> [TASK INSTRUCTIONS] Copy, word for word, each line of the data below from the first through the line containing "CMAKE_OPTIONS += \", and stop there.

STUDY MATERIAL below:

PR #15442, opened 2021-04-18
dbus: fix new cmake build

neheb:
CMake was using the wrong paths. Fix them up.

Maintainer: nobody
Compile tested: ath79

ping @DazzyWalkman

### DIFF
--- a/utils/dbus/Makefile
+++ b/utils/dbus/Makefile
@@ -72,6 +72,9 @@ $(call Package/dbus/Default/description)
 endef
 
 CMAKE_OPTIONS += \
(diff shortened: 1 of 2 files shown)


DazzyWalkman:
The new cmake build compile & start-up fine on x86-64. It's usable.
However, when I tried to start/stop dbus during test, the new build will not quit using
`/etc/init.d/dbus stop`
No error messages given, the process was still running.
I had to kill the dbus process otherwise dbus would refuse to start again as there's already a dbus-daemon running.
This does not happen on the autoconf build.

wicadmin:
When will this get fixed?

neheb:
This is not in OpenWrt 21.02 nor do I plan on backporting it.

PR #15443, opened 2021-04-18
libtalloc: add Python3/host dependency

ryzhovau:
Maintainer: @thess, @jefferyto.
Compile tested: Clean Debian 10 host, Entware repo ([commit](https://github.com/Entware/entware-packages/commit/99c05d4192787cf4824e6f873a1c99fb476dc543)).
Run tested: Entware, mipsel feed

Description: bring back `Python3/host` dependency to prevent following error:
```
make package/libtalloc/compile V=s
…
The distutils module is unusable: install "python-devel"?
(complete log in /build/me/E.mipsel/build_dir/target-mipsel_mips32r2_glibc-2.27/talloc-2.3.1/bin/config.log)
make[2]: *** [Makefile:93: /build/me/E.mipsel/build_dir/target-mipsel_mips32r2_glibc-2.27/talloc-2.3.1/.configured_68b329da9893e34099c7d8ad5cb9c940] Error 1
make[2]: Leaving directory '/build/me/E.mipsel/feeds/packages/libs/libtalloc'
```

### DIFF
--- a/libs/libtalloc/Makefile
+++ b/libs/libtalloc/Makefile
@@ -8,7 +8,7 @@ include $(TOPDIR)/rules.mk
 PKG_NAME:=talloc
 PKG_VERSION:=2.3.1
 MAJOR_VERSION:=2
-PKG_RELEASE:=2
+PKG_RELEASE:=3
 
 PKG_SOURCE:=$(PKG_NAME)-$(PKG_VERSION).tar.gz
 PKG_SOURCE_URL:=https://www.samba.org/ftp/talloc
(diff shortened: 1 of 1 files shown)


BKPepe:
I can see that this is also happening on OpenWrt 21.02 branch. Here is my full log: https://gist.github.com/BKPepe/9bbf83fec7a8f5756a7af57ba7253985

It would be nice if you can describe in the commit description why it is necessary because right now, I see that you are adding dependency without any explanation. However, it is in PR, but while looking in the git history in CLI, you will not most likely look for PR, where it was added.

ryzhovau:
Done.

neheb:
Quite interesting.

As meson in OpenWrt currently uses the host python3 binary instead of python3/host, I've patched out distutils stuff where it's needed.

Probably fine to depend on python3/host here.

PR #15459, opened 2021-04-19
[19.07] nextdns: Update to version 1.31.3

rs:
Update to version 1.31.3


neheb:
Wonder why this fails CI.

neheb:
Ah. Could be an older incompatible version of go.

rs:
Please don't merge, this tag is a typo

rs:
The v1.12.3 is coming to replace this. Sorry about that.

PR #15461, opened 2021-04-19
[19.07] nextdns: Update to version 1.12.3

rs:
Update to version 1.12.3

### DIFF
--- a/net/nextdns/Makefile
+++ b/net/nextdns/Makefile
@@ -8,13 +8,13 @@
 include $(TOPDIR)/rules.mk
 
 PKG_NAME:=nextdns
-PKG_VERSION:=1.11.0
+PKG_VERSION:=1.12.3
 PKG_RELEASE:=2
 
 PKG_SOURCE_PROTO:=git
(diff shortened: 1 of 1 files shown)


neheb:
19.07 has golang 1.13.15. I take it this doesn't work with that?

neheb:
Yeah looks like it:

```
2021-04-19T23:30:02.4007865Z go build github.com/lucas-clemente/quic-go/internal/qtls: build constraints exclude all Go files in /home/build/openwrt/build_dir/target-x86_64_musl/nextdns-1.12.3/.go_work/build/pkg/mod/github.com/lucas-clemente/quic-go@v0.20.0/internal/qtls
```

rs:
That's probably the issue. I will submit a version without quic/http3 support for 19.07 so it does compile.

rs:
@neheb seems like GO_PKG_TAGS is not supported in 19.07. Do you know another way to pass a Go build tag?

rs:
A 1.12.5 is coming with a workaround

PR #15474, opened 2021-04-20
unbound: add cache-max-negative-ttl config option

ja-pa:
Maintainer: @EricLuehrsen

Description:
This PR adds a new UCI option for cache-max-negative-ttl and lowers default ttl from 3600 to 1000.

The use case for changing this value isn't too frequent and is related to weird behavior observed on some networks  (see unbound upstream issue NLnetLabs/unbound#465).


EricLuehrsen:
Looks good. Ready to merge if you change it out of draft.

EricLuehrsen (approved):

ja-pa:
Thanks. Changed from draft to ready for merge

BKPepe:
Well, I wanted to merged it, but I dont see any reference in the commit description either why you are doing such changes in the commit itself.

EricLuehrsen:
Ready to merge: I don't see a need for a "why" in this commit message. A **simple** upstream option from Unbound itself was exposed through UCI. "Negative Cache" and its TTL have a standard DNS definition. Tweaking this TTL to resolve upstream brokenness is a delicate issue with local organizations having their own reasons, real and philosophical. Much of that discussion is opinionated and should not be part of the git history.

PR #15478, opened 2021-04-20
[21.02] nextdns: Update to version 1.32.0

rs:
Update to version 1.32.0


BKPepe:
Within 18 hours, there are 4 updates from you. Once it was updated to 1.31.3 then it was downgraded to 1.23.3 and then to 1.25.5 in OpenWrt 21.02 branch and now there is update to 1.32.0. What is different? Are there any release notes? Would it be possible to include it in the PR description or in the commit?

End of STUDY MATERIAL.

> [ANSWER SPACE]
PR #15442, opened 2021-04-18
dbus: fix new cmake build

neheb:
CMake was using the wrong paths. Fix them up.

Maintainer: nobody
Compile tested: ath79

ping @DazzyWalkman

### DIFF
--- a/utils/dbus/Makefile
+++ b/utils/dbus/Makefile
@@ -72,6 +72,9 @@ $(call Package/dbus/Default/description)
 endef
 
 CMAKE_OPTIONS += \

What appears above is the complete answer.